It’s the end of the growing season and Harold Long is standing in front of a row of pole beans. The vines are withered and the pods are bone dry, but this seed’s journey is actually just beginning.
Harold and his wife, Nancy Long, grow heirloom beans, corn, pumpkins, and heritage chickens at Long Family Farms in Murphy, North Carolina.
Harold is a member of the Eastern Band of Cherokee Indians. When he was growing up, he and his nine siblings learned how to forage, fish, and grow vegetables. Farming stayed with him long into adulthood, and in 2014, he and Nancy purchased the land in Murphy.
“We had actually looked for about ten years to purchase a farm. We found this one and Harold was really happy because on two sides it borders tribal land and there’s 2,200 acres of tribal land over there and eight acres on this side. The whole area at one time was Cherokee land, so Harold knew it was prime soil and wanted to be close to the tribal land,” Nancy says.
The placement of the farm is essential to the Long’s business of growing, saving, and seling seeds. They specialize in heirloom seeds, particularly seeds that have been passed down through the Cherokee community over generations.
It’s essential that many of these open-pollinated varieties are grown at least a mile away from farms that grow other varieties to avoid cross-pollination. If pollen from another kind of pumpkin plant blew over to the flowers on an heirloom plant, it would produce a pumpkin with unpredictable and often unwanted characteristics. The seeds would be useless to other heirloom seed savers.
The Longs do have a neighbor who grows vegetables, but they don’t worry about pollen from his pumpkins anymore. “We gave him free seeds and so he planted the same kind as we have. He’s also a seed saver so we got some seeds from him,” Nancy says.
“Now we have the North Carolina Candy Roaster, which is different from the North Georgia Candy Roaster,” Nancy says. “We save that variety, which was important to the Cherokees and also the community in Western North Carolina.”
Harold and Nancy got the Cherokee Tan Pumpkin seeds from extension agent Kevin Welch.
“He went out to Oklahoma and got a few seeds and then he grew them out and shared them. It was given to one of the Cherokees out here in Cherokee County and a neighbor gave Harold those and we grew those out.” Nancy says. “So we have the Cherokee Tan Pumpkin, which they’re not even on the radar if you’re looking for them. It’s a mission to save the seeds, too.”
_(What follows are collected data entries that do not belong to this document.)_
PR #4840, opened 2018-02-28
UI tweaks for group sidebar and "Matching annotations" header

hmstepanek:
Some subtle changes requested by @dawariley  to what's currently in QA:
- increase font size of # Matching Annotations
- make font size match between Top Tags and Members/Moderators counts
- move share/join group input closer to description/instructional text.

Before:
image

After:
image


robertknight:
I edited the PR title to make it easier to see what changed recently when looking at the closed PR list in GitHub, which I sometimes do.

PR #4842, opened 2018-03-01
Update Celery and Kombu dependencies

robertknight:
Update Celery from 3.x to current 4.x release.

This is required to support the latest Python 3.x version. For changelog see http://celery.readthedocs.io/en/latest/whatsnew-4.0.html#upgrading-from-celery-3-1 . Note that we were already using 3.1.25 as highlighted in the migration notes.

The only breaking change I encountered was the removal of the `--autoreload` flag. I also applied an automated fix to `h/celery.py` to migrate setting names as documented in the changelog.

_Edit: Elsevier are also interested in this because I believe it should enable them to run h using Amazon SQS (which they already use) instead of setting up a separate RabbitMQ service._

### DIFF
--- a/h/cli/commands/devserver.py
+++ b/h/cli/commands/devserver.py
@@ -80,7 +80,7 @@ def devserver(https, web, ws, worker, assets, beat):
         m.add_process('ws', 'gunicorn --name websocket --reload --paste conf/development-websocket.ini %s' % gunicorn_args)
 
     if worker:
-        m.add_process('worker', 'hypothesis --dev celery worker --autoreload -l INFO')
+        m.add_process('worker', 'hypothesis --dev celery worker -l INFO')
 
     if beat:
         m.add_process('beat', 'hypothesis --dev celery beat')
--- a/h/celery.py
+++ b/h/celery.py
@@ -31,9 +31,9 @@ celery = Celery('h')
 celery.conf.update(
     # Default to using database number 10 so we don't conflict with the session
     # store.
-    BROKER_URL=os.environ.get('CELERY_BROKER_URL',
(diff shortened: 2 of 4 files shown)


robertknight:
In addition to Python 3.6 support, it turns out that this may also be useful for partners running h due to support for new brokers such as [SQS](http://docs.celeryproject.org/en/latest/whatsnew-4.0.html#amazon-sqs-transport-now-officially-supported) in Celery 4.x

h/cli/commands/devserver.py
```diff
@@ -80,7 +80,7 @@ def devserver(https, web, ws, worker, assets, beat):
         m.add_process('ws', 'gunicorn --name websocket --reload --paste conf/development-websocket.ini %s' % gunicorn_args)
 
     if worker:
-        m.add_process('worker', 'hypothesis --dev celery worker --autoreload -l INFO')
+        m.add_process('worker', 'hypothesis --dev celery worker -l INFO')
```
hmstepanek: It looks like we don't need this as we have other ways of reloading files automagically when running in dev mode, if I'm understanding what this feature was intended for. (I know it was deprecated but just being thorough about whether we need to replace it with something else or not and I think the answer is no we don't.)

robertknight: We have autoreloading of the webpage/API-serving code in h via gunicorn's `--reload` flag. I don't think we have any replacement mechanism for `--autoreload` in place here, and I'm [not sure it was actually working anyway](https://github.com/celery/celery/issues/1658). I don't know what commonly used alternatives are but I found one suggestion to use [watchdog](http://avilpage.com/2017/05/how-to-auto-reload-celery-workers-in-development.html).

But the seeds aren’t artifacts that are filed away for posterity. Many heirloom seed savers believe it’s important to continue growing these varieties, both to produce more seeds for other farmers to grow and to enjoy on the dinner table.
The beans Harold holds in his hands can be eaten fresh during the summer, or he can let them dry on the vine until they’re ready to be eaten all winter. But Harold and Nancy don’t always agree on how to cook them. “I like to fillet them, but when he cooks the beans he always puts fatback and different things in them,” Nancy says.
Leafy greens are also important in Cherokee culture. A few of Harold and Nancy’s favorites include wild greens like branch lettuce and sochan.
Growing and eating these foods is one way the Longs carry on Cherokee traditions. They are also part of a larger effort to sustain agricultural skills and knowledge in the community. Joseph Owle is the Secretary of Agriculture and Natural Resources for the Eastern Band of Cherokee Indians, and he says he’s seen a resurgence in agricultural interests, including families growing vegetables at home in raised beds and new gardening programs at schools.
In previous years, the Longs saved heirloom seeds and assembled garden kits, which were sold to the Eastern Band of Cherokee Indians and distributed to more than 700 members to help improve access to fresh produce and sustain traditional crops.
The Longs have a multifaceted farm business, which includes heritage livestock and fresh produce, in addition to heirloom seeds. Although they’re in their mid-60s, they are expanding the farm to include ramp and mushroom production, as well as exploring new crops like hemp to offer “soil to oil” CBD products.
In order to protect the land into the future, the Longs put it under a conservation easement. “It will always be a farm,” Nancy says. “It will never be developed. I think that stems from Harold. Just having the tribal land where it’s always tribal and never gets sold, he wanted to have that carry on here. It is such a pretty piece and we’re very attached to it so we never want to see it get developed.”
But in the not too distant future, they’ll have to decide who will steward the land. Their son is a photojournalist in Raleigh and has shown some interest in keeping the farm going.
“I think it’s in the back of his mind and probably in his heart, but it’s just the timing,” Nancy says. “So we’re hanging onto this and we have three grandchildren and so we’re hanging on for them to pass it on down the line.”